This repository contains a collection of sorting algorithms and a test program. At the moment it only tests a few basic patterns but I plan to expand this to include adversarial inputs and add benchmarking features.
The program test_sort tests the following sort functions:
- System-provided
qsort,mergesort,heapsortandpsortfunctions (where available) - Some of my own implementations of:
- Merge sort (including indirect pointer and indexed variants)
- Insertion sort
- Selection sort (normal and minmax variants)
- Third-party sort functions included in this repository:
- Bentley & McIlroy's classic quicksort
- Lynn Och's implementation of Knuth's smoothsort (which is used as qsort in musl libc)
- Patrick Perry's port of Tim Peter's Timsort to C from the Java port (which was ported from Python's list sort function)
- BSD heapsort function (copied from OpenBSD)
- BSD mergesort function by Peter McIlroy (copied from FreeBSD)
The project is released in to the public domain with the Unlicense. Third-party code included in the third_party directory are licensed under their own licenses (see the source code for details).

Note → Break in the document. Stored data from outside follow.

PR #209, opened 2017-12-10
Statusbar menubutton sensitive

danrabbit:
We already run this check (`have_media`) in LibraryWindow.vala in order to set the source list category visibility. Instead of running the same check twice, just use the cached result of the first check and make statusbar dumber

### DIFF
--- a/src/LibraryWindow.vala
+++ b/src/LibraryWindow.vala
@@ -643,7 +643,7 @@ public class Noise.LibraryWindow : LibraryWindowInterface, Gtk.Window {
 
         // hide playlists when media list is empty
         source_list_view.change_playlist_category_visibility (have_media);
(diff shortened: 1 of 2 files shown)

On POSIX platforms (Linux and macOS), run the build.sh Bash script:
$ ./build.sh Release
$ ./build/Release/test_sort
On Windows, open a Visual Studio PowerShell prompt and run the build.ps1 script:
> .\build.ps1
> .\build\Release\test_sort.exe
test_sort [-f <function>] [-n <array-size>] [-s <elem-size>] [-r <seed>]
-h
--help
Display usage help and list available sort functions.
-f <function>
Specify the name of the function to test. If omitted, all functions not
classified as slow will be tested.
-n <array-size>
Specify the number of array elements (default: 1000000).
-s <elem-size>
Specify the size in bytes of each array element (default: 64).
-r <seed>
Specify a random seed to use (32-bit integer).